Frederick Skrobot III, Susan V. Diehl, and Hamid Borazjani

The major question after a flooding event is whether to remove or remediate the building materials so that potentially harmful mold growth and their by-products cannot cause serious health problems for susceptible individuals. The purpose of this study was to determine the growth of Stachybotrys chartarum and corresponding production of macrocyclic trichothecenes on different components of a residential wall up to 65 days after a simulated flood event. Small-scale residential walls constructed of fiberglass batt insulation, oriented strandboard, gypsum wallboard, and lumber were destructively sampled at four time points. All four building materials contained notable levels of macrocyclic trichothecenes on all collection days. The highest concentrations of macrocyclic trichothecenes were on the paper siding of the gypsum wallboard, followed by the paper siding of the batt insulation and wood lumber. There was a significant increase in trichothecene concentration over time, particularly on the gypsum. The DNA concentrations of the mold were significantly higher on the batt insulation than on the wood products, and the mold concentrations also increased over time on the batt insulation and gypsum, but not on the wood products. It was concluded that if a flooding event should occur, the insulation and gypsum should be removed from the home and the remaining materials should be remediated.

Keywords: Flooding; Stachybotrys chartarum; Mycotoxin; Residential wall materials

Contact information: Department of Sustainable Bioproducts, Box 9820, Mississippi State University, Starkville, MS 39759-9820, USA; *Corresponding author:


Hotter temperatures, heavier and more frequent rains, increased flooding, higher sea levels, and extreme weather—are all possible future natural disasters that can occur in the United States caused by climate change (NAS 2013). These outdoor changes will negatively impact the indoor environment by leading to increased moisture penetration, the decay of building materials, damage to building integrity, dampness, mold and metabolite production, and an overall increase in adverse indoor health conditions (NAS 2011; de Wilde and Coley 2012). Floods are the number one natural disaster in the United States. Since 2010, there have been ten major floods in the United States, costing Americans thirty-four billion dollars in cleanup costs and impacting all fifty states (NFIP 2016). These extreme weather events can dump up to two meters of standing water into a home. When floodwaters enter a home, and remain for extended periods of time, the floodwaters penetrate the wall cavities. After the floodwaters have receded, the building materials within the home act as a perfect substrate for mold development to occur.
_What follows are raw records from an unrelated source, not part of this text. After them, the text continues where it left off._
PR #1039, opened 2021-08-19
fix(removeHighlightTags): prevent destructuring `undefined` object

shortcuts:
**Summary**

In case the indexing isn't optimal, an error is thrown as we are destructuring a possibly null `lvl0`.

**Reproduction**
This can happen when using DocSearch with a Netlify x Algolia Crawler index, but also with a DocSearch index: Search for `ge` in [this sandbox](https://codesandbox.io/s/trusting-elion-8479m?file=/src/index.js:78-198)

**Solution**

We now use `getAttributeValueByPath` to retrieve the attribute `value`, and fallback to an empty string if not found (alternatively, we could provide a default value such as `Documentation`).

### DIFF
--- a/packages/docsearch-react/src/utils/getAttributeValueByPath.ts
+++ b/packages/docsearch-react/src/utils/getAttributeValueByPath.ts
@@ -1,6 +1,0 @@
-export function getAttributeValueByPath<TRecord>(
-  record: TRecord,
-  path: string[]
-): any {
-  return path.reduce((current, key) => current && current[key], record);
-}
--- a/packages/docsearch-react/src/utils/getAttributeValueByPath.ts
+++ b/packages/docsearch-react/src/utils/getAttributeValueByPath.ts
@@ -1,0 +1,6 @@
+export function getAttributeValueByPath<TRecord>(
+  record: TRecord,
+  path: string[]
+): any {
+  return path.reduce((current, key) => current && current[key], record);
+}
--- a/packages/docsearch-react/src/utils/removeHighlightTags.ts
+++ b/packages/docsearch-react/src/utils/removeHighlightTags.ts
@@ -1,5 +1,4 @@
 import { DocSearchHit, InternalDocSearchHit } from './../types';
-import { getAttributeValueByPath } from './getAttributeValueByPath';
 
 const regexHighlightTags = /(<mark>|<\/mark>)/g;
 const regexHasHighlightTags = RegExp(regexHighlightTags.source);
@@ -13,11 +12,11 @@ export function removeHighlightTags(
     return hit.hierarchy.lvl0;
   }
 
-  const value: string =
-    getAttributeValueByPath(
-      hit._highlightResult ? hit : internalDocSearchHit.__docsearch_parent,
-      ['_highlightResult', 'hierarchy', 'lvl0', 'value']
-    ) || '';
+  const { value } =
+    (internalDocSearchHit.__docsearch_parent
+      ? internalDocSearchHit.__docsearch_parent?._highlightResult?.hierarchy
+          ?.lvl0
+      : hit._highlightResult?.hierarchy?.lvl0) || '';
 
   return value && regexHasHighlightTags.test(value)
     ? value.replace(regexHighlightTags, '')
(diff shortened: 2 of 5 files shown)


packages/docsearch-react/src/utils/removeHighlightTags.ts
```diff
@@ -1,22 +1,23 @@
...
   }
 
-  const { value } = hit._highlightResult
-    ? hit._highlightResult.hierarchy.lvl0
-    : (hit as InternalDocSearchHit).__docsearch_parent!._highlightResult
-        .hierarchy.lvl0;
+  const value: string =
+    getAttributeValueByPath(
+      hit._highlightResult ? hit : internalDocSearchHit.__docsearch_parent,
+      ['_highlightResult', 'hierarchy', 'lvl0', 'value']
```
Haroenv, line 19: could this be done with ?. as well to keep type safety?

packages/docsearch-react/src/utils/getAttributeValueByPath.ts
```diff
@@ -0,0 +1,6 @@
+export function getAttributeValueByPath<TRecord>(
+  record: TRecord,
+  path: string[]
+): any {
```
Haroenv, line 4: you actually can type this if path is a readonly array, but not worth the hassle (like https://dev.to/pouja/making-lodash-function-get-type-safe-313o, but that's with a string, although the main part is the same)

packages/docsearch-react/src/utils/removeHighlightTags.ts
shortcuts: I've tried and thought it was a bit messy, so I went with what we use in Autocomplete. Would you prefer the other solution?

Haroenv: isn't the use case in autocomplete with a user-provided path? in this case the path is static, so it's more efficient to do ?.. Why did you find it more messy?

shortcuts: It's indeed not that messier than the other version, is that what you had in mind? https://github.com/algolia/docsearch/pull/1039/commits/2673afcd1aec63021840be1195a8a9d9ae5920d8

packages/docsearch-react/src/utils/removeHighlightTags.ts
```diff
@@ -6,17 +6,17 @@ const regexHasHighlightTags = RegExp(regexHighlightTags.source);
...
 
-  const { value } = hit._highlightResult
-    ? hit._highlightResult.hierarchy.lvl0
-    : (hit as InternalDocSearchHit).__docsearch_parent!._highlightResult
-        .hierarchy.lvl0;
+  const { value } =
+    (internalDocSearchHit.__docsearch_parent
+      ? internalDocSearchHit.__docsearch_parent?._highlightResult?.hierarchy
+          ?.lvl0
+      : hit._highlightResult?.hierarchy?.lvl0) || '';
```
Haroenv, line 19:
```suggestion
      : hit._highlightResult?.hierarchy?.lvl0) || {};
```

you're trying to restructure from '' otherwise right?

Haroenv: are there any tests we can add this case to?

shortcuts: > you're trying to destructure from '' otherwise right?

Both returns `undefined` but yours is more correct indeed, I wonder if we should default it to something like `Documentation` to avoid empty `lvl0` like this:

Screenshot 2021-08-19 at 17 11 46


> are there any tests we can add this case to?

There's no tests other than cypress on this repo yet. Since we're planning to re-write the component after the Reshape API has been introduced, I'm not sure if I should add some now

Haroenv: I'm not sure adding a static item when lvl0 is missing makes sense, the UI would have a lot of useless info

shortcuts: It's not a big deal anyway and I've seen this happen only twice in the past year

Haroenv (approved):

pixelastic:
Thanks @Haroenv and @shortcuts

Issue #1050, opened 2021-09-29
Triggering the search outside of user input


hakankaraduman:
## Description

I want to support duckduckgo !bang feature and this requires me to input the search query with code and trigger the search action with code, without requiring action from the user.

Currently I don't see an api for this, I'm using docsearch.js as described in the documentation.

sarahdayan:
Hey @hakankaraduman!

Can you tell me more on what you're trying to achieve? What would be the consequence of a user using a bang in your search? Do you want to update the search parameters sent to Algolia? Search in another search engine? Trigger custom behaviors unrelated to search?

Depending on what you want to do, the solution will be different. For example, if you're using DocSearch v2, you might be able to perform your custom logic in the [`queryHook`](https://docsearch.algolia.com/docs/behavior#queryhook).

Note that DocSearch.js is meant for an out-of-the-box usage, and consequently doesn't expose too many APIs. If you're trying to do more complex things, we recommend using our [Autocomplete](https://github.com/algolia/autocomplete) library directly (see [docs](http://alg.li/autocomplete)). This will let you do a lot more, as you can [control the sources](https://www.algolia.com/doc/ui-libraries/autocomplete/core-concepts/sources/) based on the query.

To use Autocomplete with your DocSearch account, all you need is to [import and initialize the `algoliasearch` client](https://www.algolia.com/doc/api-client/getting-started/install/javascript/) manually with your DocSearch credentials, then make a search to your DocSearch index as documented [here](https://www.algolia.com/doc/ui-libraries/autocomplete/core-concepts/sources/#using-dynamic-sources). As you can see in the docs, the `getSources` function exposes the `query`, which lets you perform custom logic before you return sources. You can detect a bang usage here, and decide what to do based on its presence.

Let us know how it goes!

hakankaraduman:
Hi Sarah,

What I want is to create an endpoint in my site like `mysite.com/search/?term=mySearchTerm` and give the docsearch library this `mySearchTerm` value that comes from the url and trigger a search as regular. Can I do that without changing the implementation to autocomplete?

hakankaraduman:
Thank you Sarah, v3 solved my issue.

PR #1051, opened 2021-09-30
fix(v3): pass `initialQuery`

shortcuts:
**Summary**

`initialQuery` wasn't passed from the props to the state, which made it unusable.

see [sandbox](https://codesandbox.io/s/hopeful-fast-fjdof?file=/src/App.js)

**Result**

Search input is initialized with `initialQuery`

see [sandbox](https://codesandbox.io/s/festive-sara-7o8nf)

Related issue: https://github.com/algolia/docsearch/issues/1050


bodinsamuel (approved):
LGTM

I see no unit in this repo, we might want to make the stack a bit more reliable at some point.

shortcuts:
> I see no unit test in this repo, we might want to make the stack a bit more reliable at some point.

Since we mostly rely on Autocomplete, it's tested on that side, but we indeed should at least validate props.

I'll add a task to the backlog

PR #1056, opened 2021-10-11
docs(website): add redirects to legacy scraper

shortcuts:
**Summary**

Add Netlify `_redirects` file for the `docsearch-scraper`


shortcuts:
> don't you want a redirect from every old page instead of just the run-your-own? or do the new ones have the same url?

In some cases we do have identical URLs, but I'm indeed listing the ones that we should redirect, I'll push a new commit soon

PR #1198, opened 2021-12-01
docs(links): fix relative path

shortcuts:
## Summary

When navigating on the doc from URLs with trailing slash, links with relative paths were broken.

This PR fixes the relative paths so the navigation works from URL with/without trailing slash.

## Reproduction

- Go to https://docsearch.algolia.com/docs/docsearch-v3/
- Click on the link `custom variables to your config`


Haroenv (approved):

bodinsamuel (approved):
relative URLs are the worst :D

PR #1200, opened 2021-12-03
fix(DocSearchProps): type `searchParameters`

shortcuts:
## Summary

`searchParameters` were not typed


bodinsamuel (approved):
I'll advice to always use strict mode on typescript with no-explicit-any eslint rule

shortcuts:
> I'll advice to always use strict mode on typescript with no-explicit-any eslint rule 

Indeed, I'll add it in a future PR to do a pass on the types, before the stable release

Most building materials used within residential homes can support some growth of mold if moisture is present (Sivasubramani et al. 2004). Over the past twenty years, residential construction procedures have changed, and buildings have become tightly sealed to minimize energy costs. This results in reduced ventilation rates but also creates ideal environments for mold. Mold enters a home from the outdoors through windows, vents, and heating and air conditioning systems. A noted difference between each material is its ability to maintain differing levels of moisture, thereby influencing the amount and type of mold. Wood and wood composites such as plywood and oriented strand board are composed of cellulose and provide the needed nutrients for mold growth. Gypsum wallboard and fiberglass batt insulation also support mold growth on their cardboard or paper backings. Andersen et al. (2017) evaluated gypsum wallboard for fungal growth and determined that S. chartarum spores might be within the paper/cardboard surrounding the gypsum during manufacturing. Building materials made of stone, such as concrete and brick, support lower levels of mold; however, the dust on these building materials can provide a nutrient source (Viitanen et al. 2010). The detection of mold within water damaged building materials was performed by Došen et al (2016), who found S. chartarum mycotoxins from both chemotypes, S and A, within dust using an ultra-high performance liquid chromatography-tandem mass spectrometry (UHPLC) method.
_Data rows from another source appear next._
PR #567, opened 2026-08-03
docs: add control plane upgrade workflow design doc

plombardi89:
## Summary

Adds `designs/upgrade-workflow.md`, documenting how the Unbounded control plane is upgraded: the `unbounded-operator` and the five components it manages (`net`, `machina`, `gantry`, `metalman`, `storage`), plus the operator-owned CRDs.

This is **descriptive of current behavior, not a proposal**. Every `file:line` citation was verified against the source. Scope is deliberately limited to the operator and what it manages; the host `unbounded-agent` and node repave are separate update planes and are called out as out of scope.

Covers: the version model (operator version is the fleet version), image resolution, embedded manifests, SSA with `ForceOwnership`, CRD bootstrap ordering, config preservation and config-hash-driven rollouts, per-workload rollout strategies and their availability implications, verification, and six design constraints.

## Review checklist

Three items I'd like the team to weigh in on. Each states current behavior with citations; none has a recommendation attached.

- [ ] **Should `kubectl unbounded install` be renamed to `kubectl unbounded apply`?**
  The command is already idempotent and is already the upgrade path: `nightly.yaml` computes `MODE=init|upgrade` and runs `install` for both (`.github/workflows/nightly.yaml:490`), as does `release-upgrade.yaml:361`. It preserves existing config across re-runs (`cmd/kubectl-unbounded/app/install.go:284-338`), and it no longer installs CRDs since the operator owns them (`install.go:140-143`). Against: it takes no `-f` and does not behave like `kubectl apply`, so the analogy is partial. Cost is breadth - two workflows, `hack/operator-upgrade-e2e/e2e.py:611`, and six docs pages. Cobra `Aliases` offers a non-breaking path; the command is registered at `cmd/kubectl-unbounded/app/cmd.go:29` and declares no aliases today.

- [ ] **Do we need a mechanism to preserve user customizations of managed workloads (e.g. custom requests/limits)?**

Different individuals have differing sensitivities to mold growth within water-damaged homes (Jarvis and Miller 2005). Both mycelia fragment and mold spores have the ability to become airborne into the home environment and eventually inhaled. In addition, some mold species produce mycotoxins. Mycotoxins are secondary metabolites that can be detrimental to the human immune system. The US Environmental Protection Agency has developed an Environmental Relative Moldiness Index that places 36 common mold species into two groups. Group 1 contains 26 species of molds associated with both water intrusion and serious health effects in susceptible individuals. Group 2 contains ten molds that have little to no impact on human health and are not associated with water intrusion within the home. Many of the molds within Group 1 have the capability to produce mycotoxins that can be transported to humans in or on the fungal spores and mycelial fragments (Vesper et al. 2007). Molds can produce over 300 mycotoxins, and different environmental factors stimulate toxin production (Gutarowska and Piotrowska 2007). Mycotoxins are produced by a limited number of fungal species, and are also limited to particular strains within species (Mostafa et al. 2012). In addition to mycotoxins, by-products such as volatile organic compounds (VOC) are also produced by molds, as well as β-(1-3)-D-glucans. The most significant genera within water-damaged building materials that can cause serious health risks to humans include Aspergillus fumigatus and Stachybotrys chartarum (Andersen et al. 2011).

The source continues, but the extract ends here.